Here are the slides from the public part of my Ph.D. viva (thesis defense), on “Enabling reuse of arguments and opinions in open collaboration systems”. There is also a downloadable PDF version of the slides. Or see the thesis/dissertation itself and its data (index page) (note added 2016-04-22).

Video to follow: thanks to Hugo Hromic for streaming & recording that!

Title: “Enabling reuse of arguments and opinions in open collaboration systems”

Abstract: The World Wide Web enables large-scale collaboration, even between groups of individuals previously unknown to one another. These collaborations produce tangible outputs, such as encyclopedias (Wikipedia), electronic books (Distributed Proofreaders), maps (OpenStreetMap) and open source software packages (Firefox). In such open collaboration systems, decisions are made through open online discussions in which anyone can participate, and those decisions are based on the written arguments and opinions that individuals contribute, sometimes in large volumes.
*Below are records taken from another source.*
PR #1761, opened 2018-04-23
Add a certificate validation using Android Keystore for RN

### LINKED ISSUE #1743: [Bugs] [react-native] [android] Sync config error callback spam call with code 336134278
## Bugs: Sync config error callback spam call with code 336134278

**realm 2.2.15
react-native: 0.51.0
react-object-server: 2**

similar any sync config of realm js. We build a config object and pass it to constructor of Realm when our users login. 

```
function realmErrorHandle(obj, options) {
  console.log('=======> REALM ERR!', options);
}

  const syncConfig = {
      sync: {
        user,
        url: realmUrl(),
        error: realmErrorHandle,
      },
      path: dbLocation(userID),
      ...currentSchema,
    }

realmDB = new Realm(syncConfig)
```
**note: all parameter being ensure correct and work well on Ios version**

## Expected Results
  realmErrorHandle never being called and everything work expected.

## Actual Results
Realm still working but realmErrorHandle be call very spamly (maybe one times per second) and does not seem to will stop.

and describe following Error: 
```
{   
  name: 'Error',
  message: 'Unknown OpenSSL error: 336134278',
  isFatal: false,
  category: 'openssl',
  code: 336134278,
  userInfo: {} 
}
```
**the code of error 336134278 can not be find in any Realm documents or OpenSSL documents.**  

We use SSL for realm object server but realm-js client worked expected without any SSL config on Ios. But unlucky, we met this error on Android.

The lastest version which dont have this error is 2.0.13

## Steps to Reproduce
~~Happen when we register new realm user with ```Realm.Sync.User.registerWithProvider```. 
When use available user realmErrorHandle hasn't be call.~~

Update: This happen when first time launch application. In debug mode, If reload by double tap R, no log more!

  

## Update:
**We just upgrade realm js version to 2.2.15 but can not resolve this problem**

- Realm JS SDK Version: **2.2.15**
- Node or React Native: **React Native 0.51.0**
- Client OS & Version: **Mac OS 10.12.6**
- Which debugger for React Native:  **None**

nhachicha:
## What, How & Why?

This closes #1743 & https://github.com/realm/realm-js-private/issues/428

This reuse the current Realm-Java certificate validation method in order to let the `open_ssl_verify_callback` to validate the chain certificates using the Android Keystore

a first attempt was made to implement this using a `@ReactMethod` so 
```
Sync client (C++)  --> open_ssl_verify_callback (JS) --> React Native Bridge --> Java react method 
```
However since the React native bridge is asynchronous we can not return immediately to the Sync Client (C++) the result (The Java React Method can return a promise, but this need to change the code using  `JavaScriptCore` in C++ to work with promise when invoking the `open_ssl_verify_callback`.

The solution here is to cut the middle man and call the Java method directly from the Sync client using JNI (which is faster compared to the initial approach (no bridge/marshalling involved)) 

we end up with 
```
Sync client (C++)  --> JNI --> Java react method 
```

### DIFF
--- a/react-native/android/src/main/java/io/realm/react/util/SSLHelper.java
+++ b/react-native/android/src/main/java/io/realm/react/util/SSLHelper.java
@@ -1,3 +1,19 @@
+/*
+ * Copyright 2018 Realm Inc.
+ *
+ * Licensed under the Apache License, Version 2.0 (the "License");
+ * you may not use this file except in compliance with the License.
+ * You may obtain a copy of the License at
+ *
+ * http://www.apache.org/licenses/LICENSE-2.0
+ *
+ * Unless required by applicable law or agreed to in writing, software
+ * distributed under the License is distributed on an "AS IS" BASIS,
+ * WITHOUT WARRANTIES OR CONDITIONS OF ANY KIND, either express or implied.
+ * See the License for the specific language governing permissions and
+ * limitations under the License.
+ */
+
 package io.realm.react.util;
 
 import android.util.Log;
--- a/src/android/jni_utils.cpp
+++ b/src/android/jni_utils.cpp
@@ -1,5 +1,5 @@
 /*
- * Copyright 2017 Realm Inc.
+ * Copyright 2018 Realm Inc.
  *
  * Licensed under the Apache License, Version 2.0 (the "License");
  * you may not use this file except in compliance with the License.
--- a/src/android/jni_utils.hpp
+++ b/src/android/jni_utils.hpp
@@ -1,5 +1,5 @@
 /*
- * Copyright 2017 Realm Inc.
+ * Copyright 2018 Realm Inc.
  *
  * Licensed under the Apache License, Version 2.0 (the "License");
  * you may not use this file except in compliance with the License.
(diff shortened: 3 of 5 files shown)


src/android/jni_utils.cpp
```diff
@@ -0,0 +1,50 @@
+/*
+ * Copyright 2017 Realm Inc.
```
kneth: 2018?

src/android/jni_utils.hpp
```diff
@@ -0,0 +1,59 @@
+/*
+ * Copyright 2017 Realm Inc.
```
kneth: 2018

react-native/android/src/main/java/io/realm/react/util/SSLHelper.java
```diff
@@ -0,0 +1,136 @@
+package io.realm.react.util;
```
kneth: Please add standard header.

bmunkholm: @kneth When it's not code changes, I would recommend the reviewer to just fix the issues versus waiting for the submitter to get it done.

Sense-making and coordination is an important component of collaboration, but it is particularly challenging when individuals disagree. When large volumes of opinions and arguments are expressed, popular or emotive choices can be identified through coarse approaches such as sampling, sentiment, or voting. But these do not identify the reasons for disagreement, which may be needed in order to reach decisions. For example, about 500 discussions each week in Wikipedia concern whether a particular topic should be covered in the encyclopedia. Discussions may involve comments from 2-200 people, and some topics are contentious.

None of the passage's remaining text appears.